▶ _Your goal_: Every line that contains the word "runs" should be copied from the records below.

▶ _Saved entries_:
________________________

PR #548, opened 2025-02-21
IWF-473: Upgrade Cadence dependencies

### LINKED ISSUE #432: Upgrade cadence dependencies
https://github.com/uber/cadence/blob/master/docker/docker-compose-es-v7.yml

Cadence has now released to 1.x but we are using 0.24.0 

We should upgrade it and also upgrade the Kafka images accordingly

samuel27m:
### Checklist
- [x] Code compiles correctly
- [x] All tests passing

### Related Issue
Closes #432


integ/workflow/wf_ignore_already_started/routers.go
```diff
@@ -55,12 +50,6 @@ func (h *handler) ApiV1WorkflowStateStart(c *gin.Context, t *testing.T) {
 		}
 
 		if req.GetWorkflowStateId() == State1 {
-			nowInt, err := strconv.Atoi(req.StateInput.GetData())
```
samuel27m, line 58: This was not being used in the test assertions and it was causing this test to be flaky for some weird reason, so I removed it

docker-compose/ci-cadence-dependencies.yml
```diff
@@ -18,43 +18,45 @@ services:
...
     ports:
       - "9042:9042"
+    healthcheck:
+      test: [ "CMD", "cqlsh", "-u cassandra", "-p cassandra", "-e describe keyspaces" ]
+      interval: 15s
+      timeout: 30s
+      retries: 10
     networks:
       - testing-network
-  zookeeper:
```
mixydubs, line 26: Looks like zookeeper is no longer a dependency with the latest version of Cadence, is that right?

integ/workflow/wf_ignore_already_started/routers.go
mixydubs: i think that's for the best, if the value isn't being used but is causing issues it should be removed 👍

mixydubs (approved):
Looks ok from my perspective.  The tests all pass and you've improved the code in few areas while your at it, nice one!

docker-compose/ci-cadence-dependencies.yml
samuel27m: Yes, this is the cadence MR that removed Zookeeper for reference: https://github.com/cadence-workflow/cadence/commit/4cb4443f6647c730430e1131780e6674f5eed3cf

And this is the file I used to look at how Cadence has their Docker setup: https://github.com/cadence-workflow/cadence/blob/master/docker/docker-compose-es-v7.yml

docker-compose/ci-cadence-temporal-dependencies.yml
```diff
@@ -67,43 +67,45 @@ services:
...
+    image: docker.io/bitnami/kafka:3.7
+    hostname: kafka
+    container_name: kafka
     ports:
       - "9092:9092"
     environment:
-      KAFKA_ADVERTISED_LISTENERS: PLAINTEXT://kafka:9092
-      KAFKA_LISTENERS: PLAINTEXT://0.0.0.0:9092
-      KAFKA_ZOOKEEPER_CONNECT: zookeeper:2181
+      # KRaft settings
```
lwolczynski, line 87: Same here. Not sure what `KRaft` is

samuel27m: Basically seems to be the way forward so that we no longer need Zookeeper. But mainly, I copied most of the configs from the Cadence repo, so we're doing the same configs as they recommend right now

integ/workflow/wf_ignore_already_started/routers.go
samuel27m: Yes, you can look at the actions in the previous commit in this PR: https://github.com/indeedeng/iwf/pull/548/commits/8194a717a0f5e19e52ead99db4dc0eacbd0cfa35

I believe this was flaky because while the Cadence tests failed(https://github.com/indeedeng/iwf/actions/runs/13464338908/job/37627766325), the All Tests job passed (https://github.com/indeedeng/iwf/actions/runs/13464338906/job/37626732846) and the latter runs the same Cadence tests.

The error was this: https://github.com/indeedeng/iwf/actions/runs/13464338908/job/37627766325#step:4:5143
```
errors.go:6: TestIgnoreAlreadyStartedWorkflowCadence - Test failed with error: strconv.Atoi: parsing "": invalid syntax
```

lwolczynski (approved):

________________________

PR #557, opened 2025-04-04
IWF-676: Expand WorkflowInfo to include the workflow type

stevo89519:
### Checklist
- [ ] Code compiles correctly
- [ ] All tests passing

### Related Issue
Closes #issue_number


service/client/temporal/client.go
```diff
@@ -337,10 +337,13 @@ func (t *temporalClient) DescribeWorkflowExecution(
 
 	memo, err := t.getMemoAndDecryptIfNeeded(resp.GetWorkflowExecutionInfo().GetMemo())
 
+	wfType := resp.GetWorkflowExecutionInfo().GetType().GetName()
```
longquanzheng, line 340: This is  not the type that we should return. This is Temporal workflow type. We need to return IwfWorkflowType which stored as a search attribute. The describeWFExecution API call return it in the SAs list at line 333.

________________________

▶ _Result for this exercise_:
I believe this was flaky because while the Cadence tests failed(https://github.com/indeedeng/iwf/actions/runs/13464338908/job/37627766325), the All Tests job passed (https://github.com/indeedeng/iwf/actions/runs/13464338906/job/37626732846) and the latter runs the same Cadence tests.
The error was this: https://github.com/indeedeng/iwf/actions/runs/13464338908/job/37627766325#step:4:5143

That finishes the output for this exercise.